The surviving victims of Nazi slave and forced labor are old. Many are frail, in bad health and very poor. Most of them come from the Slavic countries of central and eastern Europe.

The victims of Nazi brutality have had to wait nearly 60 years for recognition of their suffering, said Brunson McKinley, Director-General of IOM.

"Although the payment is in one sense largely symbolic, it has made a difference for many elderly and in some cases very needy people," he said.

Only now has the issue been resolved.

"I think this is probably the last claims and compensation effort that we will have to work on as a result of World War II," he added.

Each victim of slave labor has received nearly 7,700 euros ($9,333). The sum is not huge, but has been a lifeline to many people who barely have enough money to survive.

Freeing up the funds

Bildgalerie Holocaust Gedenkstätte Konzentrationslager Dachau, Lagertor mit Inschrift: Arbeit macht frei
Image: AP

Funds for the German Foundation "Remembrance, Responsibility and Future" were provided in equal parts by German industry and the German government. More than 1.6 million people in over 100 countries so far have received payments of over four billion euros. As a partner, IOM has already compensated more than 15,000 people for property loss under the Nazi regime.

Gunter Saathoff, Director of Payments for the Foundation, said IOM is only one of seven partners responsible for making payments to victims of Nazi oppression. These include Jews, gypsies, homosexuals, forced laborers and victims of medical experiments.

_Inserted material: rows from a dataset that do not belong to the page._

PR #1292, opened 2025-04-22
fix: :lock: fixed bandit flagged issues, moved dataclass gen into `tools/`

lwjohnst86:
## Description

Bandit flagged some things, which this PR fixes.

- Should have an escaping for reading in jinja files.
- Requests should have timeout.
- Isn't secure passing variables to subprocess.

For the last one, which was for generating the dataclasses from the JSON schema, I just moved it out of the package into a `tools/` directory. I also removed the use of subprocess and called `generate()` directly.

Unfortunately, even the original generator file didn't work for me after moving to tools, because it couldn't find the module tools, even with the `__init__.py` file. I decided to leave it as is since if/when they update the data package version, we probably would have to make some changes anyway.

This PR needs a quick review.

## Checklist

- [x] Added or updated tests
- [x] Updated documentation
- [x] Ran `just run-all`


martonvago (approved):
Yeah, I don't think what's going on in `generate_dataclasses` matters very much because it's just a helper script that is not really a part of the system :+1: :+1:

Issue #1144, opened 2025-03-18
[discussion]: Resource id's use resource's `name` field as an ID for folders?


lwjohnst86:
### What would you like to discuss?

Rather than use and create new number IDs for resources, we could use the resource's name to make and refer to the folder. The name needs to reflect the resource and there can't be duplicates. 

- Advantage: Don't have to create a new resource ID, plus it is clearer what the  resource folder contains than `resource/1/`.
- Disadvantage: If the `name` field is renamed, the resource folder also has to be renamed.

signekb:
From a user perspective, I think it would be nice that the resource’s folder name is the actual name of the resource as well. But I do recognise the disadvantage. 
Would that require that if a user renames the resource in the properties, we would have a function that renames the folder?

martonvago:
This would be a lot easier to code with for sure! 👍 👍 

True about the renaming of the folder. Maybe we could have a separate function for that to emphasise that it's different from changing other attributes. But maybe that's overkill.

martonvago:
I've had a look at this and there are 2 options:

1. Just change the function `create_relative_resource_data_path()` to use the resource name instead of the ID.
  ➕ Very easy to do.
  ➖ But then we will have to take care to set the path at the right point in the flow and warn/prevent users from changing the path to something else.
2. Make path a computed property that is autogenerated from the name. 
  ➕ Same `my_resource.path` interface, but read-only -> cannot set the path to something else
  ➕ No need to set the path at any point, it is always generated from the name.
  ➖ We would need to rewrite `compact_dict` to include computed properties as well. This is not difficult, but it's a more intrusive change than option 1.

@lwjohnst86 , do you have a preference?

lwjohnst86:
Hm, I think for now, go with the easier option. I have a feeling we'll need to refactor some of how the `create_relative_resource_data_path()` works. So getting it fixed this way works fine for the short term 😁 👍

PR #1295, opened 2025-04-23
refactor: :recycle: action of `create_resource_structure()` into `write_resource_batch()`

### LINKED ISSUE #1112: Consider the flow for making the `resources` dir
Right now, `create_resource_structure()` only creates new `id` resource folders, including the raw inside. So we need to manually create the resource folder it is in.

### LINKED ISSUE #1171: Update/delete/integrate `create_resource_structure()`
After the updates to the design, this doesn't match the flow anymore. Plus, now that we will go with using the `name` for the resource ID in #1144, we can probably move a lot of this functionality out into writing (where it will create the folders when needed).

lwjohnst86:
## Description

This removes the `create_resource_structure()` and moves its functionality into `write_resource_batch()`. This lead to deleting a lot of unneeded files and tests.

Unfortunately, tests are failing because it depends on @martonvago's work with #1144

Closes #1112, closes #1171

## Checklist

- [x] Added or updated tests
- [x] Updated documentation
- [x] Ran `just run-all`


src/seedcase_sprout/core/examples.py
```diff
@@ -277,7 +276,7 @@ def __enter__(self) -> PackagePath:
             # Create resource folders
             # TODO: update after resource creation is refactored
             package_path.resources().mkdir(exist_ok=True)
```
martonvago, line 278: So I was thinking that we could remove everything in the if-clause after this line (I can't select all of it)? Nothing is relying on it now, and the tests will pass. If I need something like this when refactoring the resource path, I can add it back later.

tests/core/test_examples.py
```diff
@@ -57,10 +57,7 @@ def test_creates_package_with_resources():
         properties = read_properties(package_path.properties())
         assert check_properties(properties)
         # Test resources
-        assert package_path.resources().is_dir()
```
martonvago, line 60: I think either leave this assert or delete the line making this folder in the code

martonvago (changes requested):
Nice!! :tada:

src/seedcase_sprout/core/examples.py
lwjohnst86: There is actually a test for it. I will put `x` in the front that we can come back to it later, how does that sound?

lwjohnst86: Ah, it's because `check_properties()` is checking if the path has the ID in it. That is in the `check_datapackage` sub-package. I'm thinking that shouldn't be in there, but in the Sprout checks.

docs/guide/resources.qmd
```diff
@@ -159,11 +167,10 @@ resource_properties.description = "This data resource contains data about..."
...
 Now that you have the properties for the resource, you can create the
-resource itself within your existing data package. As a data package can
-contain multiple resources, each resource is stored in a separate
-folder. So in this step you will make a folder for the new resource
-within the data package and save the resource properties to the
-`datapackage.json` file of the package.
+properties for the resource within your existing data package. A data
+package can contain multiple resources, so their `name` property
+must be unique. This `name` property is what will be used later
+to create the folder structure. for that resource.
```
martonvago, line 173:
```suggestion
to create the folder structure for that resource.
```

martonvago (changes requested):
Nice!! Just a single typo :star:

signekb (changes requested):
👍 Just a little misplaced `.`, otherwise approved.

docs/guide/resources.qmd
```diff
@@ -155,11 +163,10 @@ resource_properties.description = "This data resource contains data about..."
...
```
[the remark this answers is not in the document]
signekb: Duplicate of Marton's comment!

signekb (approved):

PR #1298, opened 2025-04-23
refactor: :recycle: moved functions into internals/location of use

lwjohnst86:
## Description

This moves functions either into `internals/` if they are used in multiple scripts, or moved into the script that are used in.

~Also, running `just run-all` I picked up an error with the `PackagePath()`. I needed to force the path to `Path()` if a string is given (like in `temp_path`).~

This PR needs a quick review.

## Checklist

- [x] Added or updated tests
- [x] Updated documentation
- [x] Ran `just run-all`


src/seedcase_sprout/core/paths.py
```diff
@@ -49,6 +48,7 @@ class PackagePath:
     def __init__(self, path: Path | None = None) -> Path:
         """Set the base path."""
         self.path = path or Path.cwd()
+        self.path = Path(self.path)
```
martonvago, line 51: Oh I've also seen this and changed the example in #1285 .
I think either
- accept a string but then let's put that in the type hints
- accept only a `Path` and never use this with a string input (now that way on main)

martonvago (changes requested):
Nice, just one comment :black_bird:

PR #1299, opened 2025-04-23
build: :hammer: add auto-spell checker

### LINKED ISSUE #1221: Include auto-spell checker
I've set up something similar in rostools, where the dictionary is in the repo rather than in another location. Unfortunate thing about the cSpell cli is that we need to install it from `npx`. Include this in both justfile and in action. (maybe link them together somehow?)

lwjohnst86:
## Description

Found a super nifty Rust package (with Python package) that does spell checking.

Removed use of cSpell as well, since it isn't needed anymore.

This will be included in the GitHub action shortly.

Closes #1221

This PR needs a quick review.

## Checklist

- [x] Added or updated tests
- [x] Updated documentation
- [x] Ran `just run-all`

### DIFF
--- a/.typos.toml
+++ b/.typos.toml
@@ -1,0 +1,9 @@
+[files]
+extend-exclude = [
+  "*.json",
+  "*.css",
+  ".quarto/*",
+  "_site/*",
+  "_extensions/*",
+  ".coverage-report/*"
+]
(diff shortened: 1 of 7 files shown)


martonvago (approved):
Looks good to me! :heavy_check_mark: :heavy_check_mark: :heavy_check_mark:

PR #1302, opened 2025-04-24
feat: :sparkles: `write_resource_data()`

### LINKED ISSUE #806: Write and test `write_resource_parquet` function

martonvago:
## Description

This PR adds `write_resource_data()`.

Closes #806 

## Checklist

- [x] Added or updated tests
- [x] Updated documentation
- [x] Ran `just run-all`


src/seedcase_sprout/core/write_resource_data.py
```diff
@@ -0,0 +1,56 @@
...
+            # TODO: delete after data path is refactored to use name
+            resource_properties.name = "1"
+            # Add and join batch files
+            sp.write_resource_batch(sp.example_data(), resource_properties)
+            batches = sp.read_resource_batches(resource_properties)
+            data = sp.join_resource_batches(batches, resource_properties)
+            # Write resource data file
+            sp.write_resource_data(data, resource_properties)
+    """
+    check_data(data, resource_properties)
```
martonvago, line 52: This also checks the resource properties

lwjohnst86 (approved):
Niicccceeee :tada:

PR #1303, opened 2025-04-28
refactor :recycle: use `name` in path

### LINKED ISSUE #1144: [discussion]: Resource id's use resource's `name` field as an ID for folders?

martonvago:
## Description

This PR makes `resource.path` use `resource.name` instead of an ID.

Closes #1144 

## Checklist

- [x] Added or updated tests
- [x] Updated documentation
- [x] Ran `just run-all`


src/seedcase_sprout/core/internals/_create_relative_resource_data_path.py
martonvago, line 1: This function could live in `PackagePath` maybe as a class method (as it doesn't need an instance). It returns a string, so it's not exactly like the other paths methods, so I wasn't sure.

src/seedcase_sprout/core/internals/_create_relative_resource_data_path.py
```diff
@@ -0,0 +1,25 @@
...
+
+from seedcase_sprout.core.internals._is_resource_name_incorrect import (
+    _is_resource_name_incorrect,
+)
+
+
+def _create_relative_resource_data_path(resource_name: Any) -> str | None:
+    """Creates a stringified relative path to the resource data file based on the name.
+
+    The path is created only if the resource name is correct.
```
martonvago, line 12: I thought the cleanest thing to do when the name has something wrong with it was to not create a path and leave it as `None`. The checks will flag the bad name, and we don't have to worry about the various ways in which a bad name can break the path.

src/seedcase_sprout/core/properties.py
```diff
@@ -510,6 +513,10 @@ class ResourceProperties(Properties):
     hash: str | None = None
     schema: TableSchemaProperties | None = None
 
+    def __post_init__(self):
+        """Generates the path from the resource name after object creation."""
+        self.path = _create_relative_resource_data_path(self.name)
+
```
martonvago, line 519: This is a halfway-house solution between (1) calling `_create_relative_resource_data_path` manually every time a resource properties is created and (2) making `path` a computed property.
- Advantage over (1): the path is set automatically based on the name when a resource properties is created (provided the name is correct). Doesn't allow setting a bad path at object creation.
- Disadvantage over (2): the path can still be changed after object creation to any value. If the name is updated, the path is not updated automatically.

Even with this solution we could iron out the disadvantages (by overriding `__setattr__`), but at that point we really should just be doing (2).

src/seedcase_sprout/core/write_resource_properties.py
```diff
@@ -57,11 +57,17 @@ def write_resource_properties(
     check_resource_properties(resource_properties)
 
     package_properties = _read_json(path)
-    check_package_properties(PackageProperties().from_dict(package_properties))
+    check_properties(PackageProperties().from_dict(package_properties))
```
martonvago, line 60: I changed this because I want to check existing resource properties too: if one of those has no name / a bad name, I cannot compare it with the input resource properties.

(This function will probably change when the update flow is worked out, so it doesn't matter that much.)

src/seedcase_sprout/core/write_resource_properties.py
```diff
@@ -57,11 +57,17 @@ def write_resource_properties(
...
-    resource_id = get_resource_id_from_properties(resource_properties)
-    current_resource = get_resource_properties(package_properties, resource_id)
+    current_resource = next(
+        (
+            resource
+            for resource in package_properties.get("resources", [])
+            if resource["name"] == resource_properties["name"]
+        ),
+        None,
+    )
```
martonvago, line 70: Gets the first matching existing resource or `None`

tests/core/sprout_checks/test_check_properties.py
```diff
@@ -256,33 +259,27 @@ def test_error_blank_resource_properties(properties, name, type):
...
 
 
-@mark.parametrize(
-    "item,value,validator",
-    [
-        ("name", "a name with spaces", "pattern"),
-    ],
-)
-def test_error_incorrect_resource_property_values(properties, item, value, validator):
+def test_error_incorrect_resource_property_values(properties):
```
martonvago, line 262: Just moving this to a simpler error case

tests/core/sprout_checks/test_check_resource_path_format.py
martonvago, line 1: Used to be `test_check_id_in_resource_path.py`

src/seedcase_sprout/core/check_datapackage/is_resource_name_correct.py
martonvago, line 1: I thought it made sense to put this here

martonvago, line 1: I thought it made sense to put this here

tests/core/sprout_checks/test_check_resource_path_format.py
martonvago, line 1: Used to be `test_check_id_in_resource_path.py`

src/seedcase_sprout/core/sprout_checks/check_resource_path_format.py
martonvago, line 1: Used to be `check_id_in_resource_path.py`

lwjohnst86 (changes requested):
Very nice! Just some small comments/suggestions

src/seedcase_sprout/core/properties.py
```diff
@@ -16,6 +16,9 @@
 from dacite import from_dict
 
 from seedcase_sprout.core.internals import _get_iso_timestamp
+from seedcase_sprout.core.internals._create_relative_resource_data_path import (
+    _create_relative_resource_data_path,
```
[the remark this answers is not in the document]
martonvago: It's also in `check_resource_path_format`

tests/core/sprout_checks/test_get_sprout_resource_errors.py
martonvago, line 1: Kept only one test from the deleted test file

lwjohnst86 (changes requested):
Nice, only a few comments

src/seedcase_sprout/core/check_datapackage/is_resource_name_correct.py
martonvago: I don't mind either way! Should I move it?

lwjohnst86 (approved):
I moved the file into the sprout checks :)

PR #1304, opened 2025-04-29
refactor: :recycle: have a default method only for `PackageProperties`

### LINKED ISSUE #1209: Remove `default` methods in `properties.py`
These methods made sense in the first iteration of working with `*Properties`, but now they are quite misleading. For the most part, they return properties that fail the checks and most fields don't have sensible defaults anyway.

There is a case for having default `PackageProperties` and maybe also `ResourceProperties`, but not really for the rest? 
And even for `PackageProperties`, `PackageProperties.default()`, is a pretty clunky way of setting defaults for only 3 fields. Some discussion on this [here](https://github.com/seedcase-project/seedcase-sprout/pull/1153#discussion_r2003604421).

martonvago:
## Description

This PR removes the default method from all properties classes except `PackageProperties`.

In `PackageProperties`, I changed the default method to be in line with how it's used in the guide. Based on an old [discussion](https://github.com/seedcase-project/seedcase-sprout/pull/1153#discussion_r2003604421).
Another approach would be to populate these fields automatically when creating the object in the usual way, but I'm not sure if we want that.

Closes #1209

## Checklist

- [x] Added or updated tests
- [x] Updated documentation
- [x] Ran `just run-all`

### DIFF
--- a/src/seedcase_sprout/core/properties.py
+++ b/src/seedcase_sprout/core/properties.py
@@ -478,8 +478,8 @@ class PackageProperties(Properties):
     ) -> Self:
         """Creates a `PackageProperties` dataclass with default values.
 
-        Default values can be overridden and unset values can be set using
-        keyword arguments.
+        Default values (`id`, `version`, and `created`) can be overridden and unset
+        values can be set using keyword arguments.
 
         Args:
             name (str | None): A simple name or identifier to be used for this package.
--- a/src/seedcase_sprout/core/properties.py
+++ b/src/seedcase_sprout/core/properties.py
@@ -8,7 +8,7 @@ are intended to help users with the correct structure and content of the propert
 # `generate_properties/generated_properties.py` file. Update the auto-generated
 # properties file to add more dataclasses and move them into this file.
 
-from abc import ABC, abstractmethod
+from abc import ABC
 from dataclasses import asdict, dataclass
 from typing import Any, Literal, Self
 from uuid import uuid4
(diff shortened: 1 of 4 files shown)


src/seedcase_sprout/core/properties.py
```diff
@@ -600,14 +459,74 @@ class PackageProperties(Properties):
...
+        description: str | None = None,
+        homepage: str | None = None,
+        version: str | None = None,
+        created: str | None = None,
+        contributors: list[ContributorProperties] | None = None,
+        keywords: list[str] | None = None,
+        image: str | None = None,
+        licenses: list[LicenseProperties] | None = None,
+        resources: list[ResourceProperties] | None = None,
+        sources: list[SourceProperties] | None = None,
```
martonvago, line 477: I'm listing all of them instead of doing `**properties` because it's nice to have the autocompletion when using the method.

lwjohnst86: Love that :star:

lwjohnst86 (dismissed):
Very nice :star: I guess we could also do them for the other properties like resource properties?

martonvago:
@lwjohnst86 Yeah, for resource properties there are maybe 2 fields that have sensible defaults? And there's `fields_match` on `TableSchemaProperties`. I'm not sure about the rest.

signekb (changes requested):
Very nice 🌟 
Just added a suggestion to the docstring, otherwise approved ✅

signekb (approved):

PR #1308, opened 2025-05-01
fix: :bug: raise a more informative error when the data list is empty

martonvago:
## Description

This PR makes `join_resource_batches` raise an error explicitly and with an informative error message when the input data list is empty. Otherwise `pl.concat` will throw an error saying "cannot concat empty list".

This happens realistically when the batch files are loaded using `batches = sp.read_resource_batches(resource_properties)`, but there aren't any batch files. I just happened to run into this when running a version of the resource guide.

This PR needs a quick review.

## Checklist

- [x] Added or updated tests
- [x] Updated documentation
- [x] Ran `just run-all`

### DIFF
--- a/src/seedcase_sprout/core/join_resource_batches.py
+++ b/src/seedcase_sprout/core/join_resource_batches.py
@@ -40,6 +40,7 @@ def join_resource_batches(
             observational units removed.
 
     Raises:
+        ValueError: If an empty `data_list` is provided.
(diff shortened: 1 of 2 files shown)


lwjohnst86 (approved):

signekb (approved):

lwjohnst86:
There's a build error but it's because vulture needs to be installed here. I'll do that in another PR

According to him, 98 percent of all the money has been paid out and whatever funds remain when the program ends in September 2006 must be returned to the German Foundation.

"If there is money over from our payment programs, our board has made a decision that this should be used for special programs for the victims, especially medical care programs," Saathoff said.

A chapter that will never be closed

The chairman of the German Foundation, Hans-Otto Brautigam, said these compensation payments are a recognition by both the German government and its people of the immense suffering and injustice inflicted on the victims of the Nazi regime. He acknowledged that this recognition is long overdue, but hoped it is not too late.

"In a political and in a moral sense, this chapter will never be closed," he said. "What is at stake here -- and this is the responsibility of our generation and future generations -- is to keep these very tragic events, these human rights violations firmly in the national memory."

Auschwitz Holocaust Gedenktag
Pasa Balter, fourth from left, stands among a group of children wearing concentration camp uniforms behind barbed wire fencing as they were liberated from the Nazi concentration camp at Auschwitz, Poland, by Russian soldiers in 1945. Balter, who is now known as Paula Lebovics, is 61 and living in Encino, Calif., a survivor who bears the heartbreak of having lost most of her family. Germany on Sunday, Jan. 27, 2002, observes the country's Holocaust memorial day in memory of victims of the Nazis, which was declared a special day of reflection by President Roman Herzog in 1996. (AP Photo/ho)Image: AP

Brautigam stressed that future generations have to know what happened in their history and why. He said he believes the German people have a responsibility to see to it that the sort of atrocities perpetrated by the Nazis under Adolf Hitler are never repeated.